- Born: Canada
- Education: Bachelor of Business Administration (B.B.A.) in Finance and Chemistry M.B.A. in Strategic Management A.I. Ethics
- Alma mater: Wilfrid Laurier University University of Toronto M.I.T.
- Occupations: futurist, entrepreneur, and advocate for technology

= Sinead Bovell =

Canadian futurist and entrepreneur

Sinead Bovell is a Canadian futurist, entrepreneur, and advocate for technology education and ethics. Bovell is widely recognized for her efforts to bridge the gap between emerging technologies and underrepresented communities, earning her the nickname "The AI Educator for Non-Nerds" by Vogue. She spoke about A.I. on CNN, and was featured in Vogue, Wired, Toronto Star, and other media. She is the founder of WAYE (Weekly Advice for Young Entrepreneurs), a platform dedicated to preparing young people for the future of work in a digital age.

== Education ==
Bovell obtained a Bachelor of Business Administration (B.B.A.) in Finance and Chemistry at Wilfrid Laurier University, followed by an M.B.A. in Strategic Management from the Rotman School of Management at the University of Toronto. She later earned a certification in A.I. Ethics from M.I.T. Professional Education.

== Career and founding WAYE ==
Bovell worked as a management consultant summer intern at A.T. Kearney. She transitioned into modeling and entrepreneurship to explore her passion for technology and its societal impact.

In 2017, Sinead Bovell founded WAYE, an organization aimed at educating millennials and zoomers on emerging technologies such as blockchain, artificial intelligence and cybersecurity. The platform emphasizes inclusivity and accessibility, particularly for minority and non-traditional markets[3]. WAYE has hosted numerous events, including talks that bring together diverse audiences ranging from artists to business executives to discuss the future of technology.

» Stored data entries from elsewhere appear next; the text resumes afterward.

PR #606, opened 2025-08-06
fix: fee share calc

DhairyaSethi:
closes: #607 

### Fix
 
Optimal:`base.rayMulUp(index2) + premium.rayMulUp(index2) - base.rayMulUp(index1) - premium.rayMulUp(index1)`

Through WAYE, Bovell has educated over 300,000 young entrepreneurs globally on topics related to technology and innovation.

== Public speaking and advocacy ==
Sinead Bovell is an 11-time United Nations speaker and has addressed world leaders, including presidents and royalty, on topics ranging from digital inclusion to cybersecurity. She serves as a strategic advisor to the United Nations International Telecommunication Union (I.T.U.), focusing on digital inclusion initiatives. Additionally, she has delivered keynote speeches at major conferences and events worldwide. Her TEDx talk on the ethics of avatars highlighted the ethical dilemmas posed by digital technologies.

Bovell advocates for equitable access to technology education. She believes that young people should not only understand emerging technologies but also have the opportunity to shape their development. Her work emphasizes ethical considerations in A.I. deployment to ensure that technological advancements benefit all segments of society.

Bovell is a regular tech commentator for major networks such as CNN, NBC, and CNBC. Her insights have also been featured in Wired, Refinery29, and other prominent news outlets. She leverages online social networks to reach over 20,000 daily viewers with her forecasts on technology’s future impact.

== Awards and recognition ==
- Named one of Refinery29's "Top Ten Black Women Changing the Game".
- Honored as a "Digital Trailblazer" by Alliance for Peacebuilding for her work in promoting safe and inclusive cyberspace.
- Featured by Vogue as an influential voice making A.I. accessible to broader audiences.

== Personal life ==
Sinead Bovell was born and raised in Canada. Based in New York City, Sinead Bovell continues to expand WAYE’s reach while collaborating with governments, corporations, and educational institutions to advance digital literacy worldwide.